▶ **DATA**:

PR #152, opened 2021-09-29
Stricter warnings and avoid warnings of external libs

costashatz:
This PR cleans the code a bit by introducing stricter warnings. Surprisingly, we had very few parts in our code that needed alteration.

~~**TO-DO left:** group includes and use `#pragma GCC system_header` instead of `#pragma GCC diagnostic push/pop`.~~


costashatz:
@jbmouret @Aneoshun is this OK for you? This will make us easier to follow good coding styles for the main code of robot_dart.

PR #153, opened 2021-09-30
Allow to "break" sensors

jbmouret:
When we split a skeleton, some sensors point to unavailable bodies (or the robot would have no access to the sensors on the detached skeleton).

This PR use the `_attached` boolean (which was already here) to be able detach a sensor explicitly (to avoid a segv when it was attached to something that does not exist anymore).

One idea is that it is up to the user to know what to do when a sensor is detached (e.g., replace with zero). So, the user should check that the sensor is attached when working with damage and querying sensors.

### DIFF
--- a/src/robot_dart/sensor/sensor.cpp
+++ b/src/robot_dart/sensor/sensor.cpp
@@ -43,6 +43,14 @@ namespace robot_dart {
         void Sensor::set_pose(const Eigen::Isometry3d& tf) { _world_pose = tf; }
         const Eigen::Isometry3d& Sensor::pose() const { return _world_pose; }
 
+        void Sensor::detach() {
+            _attached_to_body = false;
+            _attached_to_joint = false;
+            _body_attached = NULL;
+            _joint_attached = NULL;
+            _active = false;
+        }
+
         void Sensor::refresh(double t)
         {
             if (_attaching_to_body && !_attached_to_body) {
--- a/src/robot_dart/sensor/sensor.cpp
+++ b/src/robot_dart/sensor/sensor.cpp
@@ -46,8 +46,8 @@ namespace robot_dart {
         void Sensor::detach() {
             _attached_to_body = false;
             _attached_to_joint = false;
-            _body_attached = NULL;
-            _joint_attached = NULL;
+            _body_attached = nullptr;
+            _joint_attached = nullptr;
             _active = false;
         }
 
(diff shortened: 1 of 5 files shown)


src/robot_dart/robot.cpp
```diff
@@ -1618,6 +1622,11 @@ namespace robot_dart {
         return detail::dof_data<15>(_skeleton, dof_names, _dof_map);
     }
 
+    Eigen::VectorXd Robot::constraint_forces(const std::vector<std::string>& dof_names) const
```
costashatz, line 1625: What does the `constraint_forces` has to do with the detaching of sensor (that this PR handles)? If this is needed for something else, can you make a different PR? Thanks!

src/robot_dart/sensor/sensor.cpp
```diff
@@ -43,8 +43,18 @@ namespace robot_dart {
         void Sensor::set_pose(const Eigen::Isometry3d& tf) { _world_pose = tf; }
         const Eigen::Isometry3d& Sensor::pose() const { return _world_pose; }
 
+        void Sensor::detach() {
+            _attached_to_body = false;
+            _attached_to_joint = false;
+            _body_attached = NULL;
```
costashatz, line 49: Can you use `nullptr` instead of `NULL`?

src/robot_dart/sensor/sensor.cpp
```diff
@@ -111,5 +120,13 @@ namespace robot_dart {
                 _attached_to_joint = false;
             }
         }
+        const std::string& Sensor::attached_to() const
+         { 
+            assert(_attached_to_body || _attached_to_joint);
```
costashatz, line 125: Please use robot_dart's assertion macros. See [here](https://github.com/resibots/robot_dart/blob/master/src/robot_dart/utils.hpp#L48-L76).

costashatz (changes requested):
@jbmouret thanks a lot for this. See my comments above.

src/robot_dart/sensor/sensor.cpp
jbmouret: sure, old habits :)

src/robot_dart/robot.cpp
jbmouret: We need it to compute the SPD+ (for position control) with a broken robot. I agree that this is not about "broken sensor", but we need broken sensors to handle damaged robots. I don't think few lines are worth a PR. We can change the commit message if you care.

src/robot_dart/sensor/sensor.cpp
costashatz: Thanks a ton!

src/robot_dart/robot.cpp
costashatz: OK then. Then change the name of the PR (e.g. `Allow to "break" sensors + constraint forces`) or put in bold in the description something about this..

costashatz (approved):

costashatz:
@jbmouret @dalinel thanks for this!

PR #155, opened 2021-10-04
Tiago

jbmouret:
Add the Tiago.

For now, we use STL & DAE, because when I convert to .glb I do not get the right orientation (and I tried to rotate, yes).
Screen Shot 2021-10-05 at 00 23 40

TODO: we should use a box for each wheel as collision shape, so that we have fast collision.

TODO: the wheels are not working for now


costashatz:
> we use STL & DAE, because when I convert to .glb I do not get the right orientation (and I tried to rotate, yes).

I'll fix this. Do not worry.

> TODO: we should use a box for each wheel as collision shape, so that we have fast collision.

Maybe a cylinder?

> TODO: the wheels are not working for now

What do you mean are not working? There are no joints in the URDF?

jbmouret:
I don't know if the wheels are joints, but I did not try to make the base move for now (at any rate, simulating wheels with a basic cylinder is rarely perfect)

costashatz:
> For the cylinder, does the dart collision checker works with cylinders? if so, yes, it's the same.

No it does not work. But boxes will not be able to make the wheels work.

> I don't know if the wheels are joints, but I did not try to make the base move for now (at any rate, simulating wheels with a basic cylinder is rarely perfect)

They have a few examples in DART with cylinders for wheels. It will not be perfect. The other way would be to emulate the wheels with xy joints, but then we will lose interaction with the environment (e.g. going up small obstacles).

costashatz:
**Merging...**

PR #158, opened 2021-10-08
[robot]: deep copy shapes when cloning

costashatz:
This PR enables deep copying of shapes when cloning. This ensures a complete copy of the robot so that we can edit both the original and the clone completely independently (even altering shapes).

~~This is waiting https://github.com/dartsim/dart/pull/1612 before merging..~~ We enable the feature only if available (DART 6.13.0 and up)!


costashatz:
**Merging**

PR #170, opened 2022-02-10
[tiago]: Fix initial z location that ends up in collision

costashatz:


jbmouret:
I do not like to see robots falling (this is why it's good to have the robot classes ;) ).... but if I use .009 instead of 0.01, it probably collides... (slow?).

At any rate, a big source of slowness is the position of the torso_lift_joint: I think that a p=0, it collides somewhere (floor? self-collision). Things do not work with 0 (in the example, we move it with a sin(x), therefore it does not stay at 0 for long).

Also, we (I) should make a dart-collision version so that we do not have to use FCL...

costashatz:
> I do not like to see robots falling (this is why it's good to have the robot classes ;) ).... but if I use .009 instead of 0.01, it probably collides... (slow?).

If it is slow, yes it collides. I just tried and with 0.009 it is slow (this means that it collides). Also with 0.01 we do not see it falling.

> At any rate, a big source of slowness is the position of the torso_lift_joint: I think that a p=0, it collides somewhere (floor? self-collision). Things do not work with 0 (in the example, we move it with a sin(x), therefore it does not stay at 0 for long).

For me it runs quite fast.

> Also, we (I) should make a dart-collision version so that we do not have to use FCL...

Why not.. I plan on working on making Tiago movable (steering) because I need this for a few projects..

costashatz:
@jbmouret so should I merge this?

PR #173, opened 2022-02-23
cmake.in multiple inclusion

dalinel:
This PR allows the cmake.in to handle multiple inclusion case (when a library depends on several libraries that depend on  utheque / robot_dart)
Without it and in case of multiple inclusion there is an error at the  add_library stage because it has already been done

### DIFF
--- a/cmake/RobotDARTConfig.cmake.in
+++ b/cmake/RobotDARTConfig.cmake.in
@@ -4,10 +4,7 @@
 # add_executable(robot_dart_example example.cpp)
 # target_link_libraries(robot_dart_example RobotDART::Simu)
 
-if(__ROBOT_DART_CMAKE_FILE__)
-  return()
-endif()
-set(__ROBOT_DART_CMAKE_FILE__ TRUE)
+include_guard(DIRECTORY)
 
 
 include(CMakeFindDependencyMacro)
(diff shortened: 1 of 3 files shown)


dalinel:
Another way would be to use[ ```include_guard(GLOBAL)```](https://cmake.org/cmake/help/git-stage/command/include_guard.html) directly
But then we would need to ensure that the cmake version is above 3.10 with something like this:
```
if(CMAKE_VERSION VERSION_LESS 3.10)
  message(FATAL_ERROR "This file relies on consumers using CMake 3.10 or greater.")
endif()
```

jbmouret:
Don't we already require for some other deps a very recent cmake?

dalinel:
For ```RobotDart::Simu``` and ```RobotDart::Magnum```  yes 

Latest dart master has
```cmake_minimum_required(VERSION 3.10.2)```

Latest magnum master has 
```cmake_minimum_required(VERSION 3.4)```

```Utheque``` only depends on ```Boost``` so there is no cmake version requirement

jbmouret:
I think we can assume cmake > 3.10 then, no? In addition, I think 3.10 is in Ubuntu 18.04 https://packages.ubuntu.com/bionic/cmake

dalinel:
Yes I have made the changes

costashatz:
**Merging** thanks @dalinel @jbmouret

PR #174, opened 2022-03-15
[tiago]: add differential drive

costashatz:
This PR adds the possibility to Tiago to be controlled via the wheels. Here's a cool video:

https://user-images.githubusercontent.com/1283922/158372025-6322ddde-6ee3-4ee0-9f63-1f86fed33dda.mp4

Two important changes:

- URDF to allow the movement of the wheels
- Usage of bullet collision detector because FCL converts the cylinder shape to triangle mesh and this creates artifacts in the collision detection and movement

### DIFF
--- a/src/examples/tiago.cpp
+++ b/src/examples/tiago.cpp
@@ -7,9 +7,10 @@
 
 int main()
 {
-    double dt = 0.01;
+    double dt = 0.001;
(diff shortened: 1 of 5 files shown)


costashatz:
**Important:** this PR does not implement any differential drive controller (bad branch naming), but it gives the ability to do so.

PR #175, opened 2022-03-15
add -Wno-narrowing for clang options

jbmouret:
Otherwise it does not compile on the latest clang on OSX.


costashatz:
**Merging..** Ignore the error, it's from me..

PR #178, opened 2022-03-24
add a tiago with fixed wheels & casters

jbmouret:
Add the previous Tiago URDF, which is useful for whole-body control or when we want a fixed Tiago. The only difference is that the wheels and casters are 'fixed joints'.


costashatz:
@jbmouret shouldn't we add a robot class for this?

jbmouret:
I would also say that I would use the normal Tiago for simulation and this one for whole-body control. I need the URDF but not robot class.

If needed, we can use the current class with a different URDF. I would try to avoid having many different classes for variants of the same robot.

That said, if the wheels are parts of the Normal Tiago, with its own interface (which does not make sense for this specific Tiago), this could make sense to have a class.

costashatz:
OK I agree. Let's merge this...

PR #179, opened 2022-03-31
minor improvements to wscript (-fPIC) and dart.py + add line number in assert

jbmouret:
A few minor improvements:
- add `-fPIC`
- add a directory in dart.py to find dart
- add line number in ROBOT_DART_ASSERT

### DIFF
--- a/src/robot_dart/utils.hpp
+++ b/src/robot_dart/utils.hpp
@@ -51,7 +51,7 @@ namespace robot_dart {
 #define ROBOT_DART_ASSERT(condition, message, returnValue)                        \
     do {                                                                          \
         if (!(condition)) {                                                       \
-            std::cerr << "robot_dart assertion failed: " << message << std::endl; \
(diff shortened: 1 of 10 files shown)


costashatz (approved):
Two very minor comments. Other than this. Thanks! It's looking good!

costashatz:
@jbmouret this should finalized now. I did some minor modifications (e.g. when building shared, we do not need `-fPIC`; the code generated is position independent by definition) and I updated all searches for all libs (I added also search for the new M1 chips that some students of mine had problems with).. Let me know if this is working for you..

costashatz:
@jbmouret is this OK to merge?

jbmouret:
yes (in which case do we want to remove -fPIC?)

costashatz:
> (in which case do we want to remove -fPIC?)

If we are building shared libs, PIC is already there by definition so the flag is useless. Also, I cannot see an application at the moment, but maybe someone finds some weird application for removing -fPIC (e.g. an architecture/CPU not allowing PIC).

PR #182, opened 2022-05-31
[tiago]: override reset function

kounelisagis:
For Tiago, calling `reset()` sets a different orientation than the constructor. This fixes it.


jbmouret:
Thanks. This looks good to me.

costashatz:
Seems good! I'll merge and do the same for all robots..

PR #188, opened 2022-09-05
update icub.urdf

olivierrochel-inria:
* Fix joints limits to match values in xml files (motor control configuration) on the robot, and/or documentation when available.
This makes the control more consistent between the simulation and (at least) one real robot, the one at Inria Nancy. The new values have been chosen to be compatible with the ones on the robot in Nancy, and the documentation here https://icub-tech-iit.github.io/documentation/icub_kinematics/icub-joints-limits/icub-joints-limits/ 

* Change links/joints names to match the documentation and the convention used in other (official) icub models.
The names have been changed to follow the official naming convention: https://icub-tech-iit.github.io/documentation/icub_kinematics/icub-model-naming-conventions/icub-model-naming-conventions/
Only 2 joints have been renamed: `l_elbow_joint` → `l_elbow` and `r_elbow_joint` → `r_elbow` (other joints don't have the  `_joint` suffix).
Some links have been renamed to match the official doc, which sometimes results in less readable name (eg l_hip_pitch_link becomes l_hip_1 ).


jbmouret:
Thanks. I will check everything. I think we should rename the robot as icub_nancy01.urdf as this is very specific to our robot. What do you think?

costashatz:
> I think we should rename the robot as icub_nancy01.urdf as this is very specific to our robot. What do you think?

I agree although the current iCub.urdf was built around the Nancy robot. So we could rename the robot as a whole? Or just add a note in the docs/files?

jbmouret:
besides this naming question, I think we should merge asap.

olivierrochel-inria:
I'd :+1: the "note in the docs/files" option: people who own an icub know there's no "standard" icub so they'll look for that piece of information anyway, for the others that's not critical. I'm not against renaming the robot though if you think it's clearer that way.

costashatz:
I think we should merge.. No? @olivierrochel-inria @jbmouret ?

olivierrochel-inria:
I think we can merge, yes. As for the name the doc says "There are currently 42 iCUbs in the world, and many versions. [...] Our model is close to the Inria's iCub" so the information is there, we can see later if it needs to be made more explicit.

jbmouret:
Yes good for me.

PR #190, opened 2022-09-26
Removing Boost as a dependency

costashatz:
As of DART v6.12.2, Boost is no longer a dependency for DART. Thus, there is no reason for robot_dart to have Boost as a dependency. This PR replaces every usage of Boost with C++17 or custom made functions/libs.


costashatz:
@jbmouret please check this and let me know if this runs in your setup.. With DART v6.12.2 we should be completely Boost-free!

jbmouret:
I think this does not work on our Ubuntu 18.04 (current Ubuntu on PAL robots...) because clang-10 apparently does not implement all the c++17 standard library. Maybe we could have a few #ifdef for keeping the old code (but I don't know if the compiler has a define for this).

costashatz:
Interesting.. According to clang (see [here](https://clang.llvm.org/cxx_status.html)), clang supports C++17 from clang5. What is the output of `llvm-config --version`?

costashatz:
So it turns out that Ubuntu 18.04 come with the libstc++ version of gcc7. gcc7 is a weird compiler version for C++17. It supports all features of C++17, but the `std::filesystem` is at `<experimental/filesystem>` and we need to link to a library (`stdc++fs`). The last commit should handle those cases and propagate everything also to the CMake files. @jbmouret let me know if this works for you.

costashatz:
@jbmouret any updates on this one? Thanks!

PR #192, opened 2023-03-30
waf_tools/magnum: fix libdl detection

olivierrochel-inria:
fix libdl detection for magnum in waf_tools when libdl.so is found but not libdl.so.2, that was breaking the build in ubuntu18.04 at least.

### DIFF
--- a/waf_tools/magnum.py
+++ b/waf_tools/magnum.py
@@ -354,6 +354,7 @@ def check_magnum(conf, *k, **kw):
                                     magnum_component_libs[component].append('dl')
 
                                     glfw_found = True
+                                    break
                                 except:
                                     glfw_found = False
 


costashatz:
Thanks! I'll merge as soon as the CI tests pass.

olivierrochel-inria:
ok if I understand correctly configure fails in CI when trying to find dartpy, with gcc only. Is this a known issue or should I investigate ? On my side building is fine with ubuntu 20.04 and 18.04 (docker out of the box, come custom install paths, gcc, python ON)

costashatz:
> Is this a known issue or should I investigate ?

It's not a known issue, but my other branches failed there as well (tried yesterday). So it's not related to your PR. **Merging** and I will investigate later.

Issue #201, opened 2024-06-17
"One line installation" fails on a vanilla MACOS 14 install


c-joly:
Hello @costashatz, this is an issue linked to the JOSS review https://github.com/openjournals/joss-reviews/issues/6771

I tried to install robot_dart on a fresh install of MacOS 14.5 (Virtual Machine, M2 series Processor, MACOS 14.5), but it did not succeed. I attached the terminal output at https://gist.github.com/c-joly/e26956198d2438ef62f1291c0b6c2809. Here are the main problems that I see (but it might have others):
  - `pip3 install dartpy` does not pass
  - `cmake` is not found, so no Makefile is generated and the make command provided no output
  -  `waf` not found
  - After installing `cmake` via `brew`, there are other problems with pip3 that appears obviously ("This environment is externally managed; To install Python packages system-wide, try brew install...").
  - I also saw an error `python not found`... By default, the system uses `python3` command only, there is no simlink `python` on a my vanilla MACOS-14.

It looks like the one line installation script makes several hypotheses concerning the machine configuration (`homebrew`, `cmake`, some installation of python). **Can you list the requirements?** 

Finally, I realized that in case of error, the script continues to execute, so it is difficult to know if the installation succeeded or not (it might be possible to find some errors in the middle of the log). I suggest to configure the script **to stop at the first encountered error** (see `bash strict mode`). When it is configured like this, it stops with the error `python not found`.

costashatz:
Hello @c-joly,

Thanks for the comment and the effort.

> I attached the terminal output at https://gist.github.com/c-joly/e26956198d2438ef62f1291c0b6c2809

Thanks for this. Really helpful.

> `pip3 install dartpy` does not pass

Hmmm. I used pip to avoid having to deal with compiling from source. I am suspecting that the dart developers do not have pre-built binaries for M2 processors. I will update the script to build DART from source.

> `cmake` is not found, so no Makefile is generated and the make command provided no output

This is very weird. `brew install dartsim --only-dependencies` and `brew install binutils pybind11` should install `cmake`! In my MacOS CI (MacOS 12), I am not installing `cmake` explicitly and it works. In any case, this is an easy fix: I will update the script to install all the base compilation packages (clang, cmake, etc).

> `waf` not found

Where did you run the script from? You should be in the root of the robot_dart repo. I guess this might be related to the python issue. *Ahh no*, I see why this happened. I will fix it.

[...]

PR #206, opened 2024-06-28
Added install script for Mac Silicon which compiles dart

c-joly:
- This script is based on the install_osx script. It compiles and install `dart` / `dartpy` following the steps provided on the documentation.

- An ugly patch has been added to include <std.io> in a header (maybe it can be avoided if we force cmake to use g++ instead of clang which is used by default?)

- Some environment variables have been changed/added (PYTHONPATH, DYLD_LIBRARY_PATH)

- **I did not add any additional installation in the script** (like `cmake`, `xquartz` or `ffmpeg`). These commands are all installable with `homebrew` but they might have been already installed by the user by other means (e.g. `cmake` and `xquartz` have they own PKG/DMG installers). To avoid any side effect to the user, I did not add any of these install in the script, but documentation should mention these programs as prerequisite.

### DIFF
--- a/scripts/install_silicon.sh
+++ b/scripts/install_silicon.sh
@@ -1,0 +1,134 @@
+set -e
+
+CLEAN=0
+
+CLEAN=${1:-$CLEAN}
+
+brew install binutils pybind11
+python -m pip install --upgrade pip
+pip3 install numpy
+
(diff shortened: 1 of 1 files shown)


costashatz:
This is fixed! See #201!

▶ **YOUR OBJECTIVE**: Copy all lines of the listing above that contain the string "gist".

▶ **TASK OUTPUT**:
I tried to install robot_dart on a fresh install of MacOS 14.5 (Virtual Machine, M2 series Processor, MACOS 14.5), but it did not succeed. I attached the terminal output at https://gist.github.com/c-joly/e26956198d2438ef62f1291c0b6c2809. Here are the main problems that I see (but it might have others):
> I attached the terminal output at https://gist.github.com/c-joly/e26956198d2438ef62f1291c0b6c2809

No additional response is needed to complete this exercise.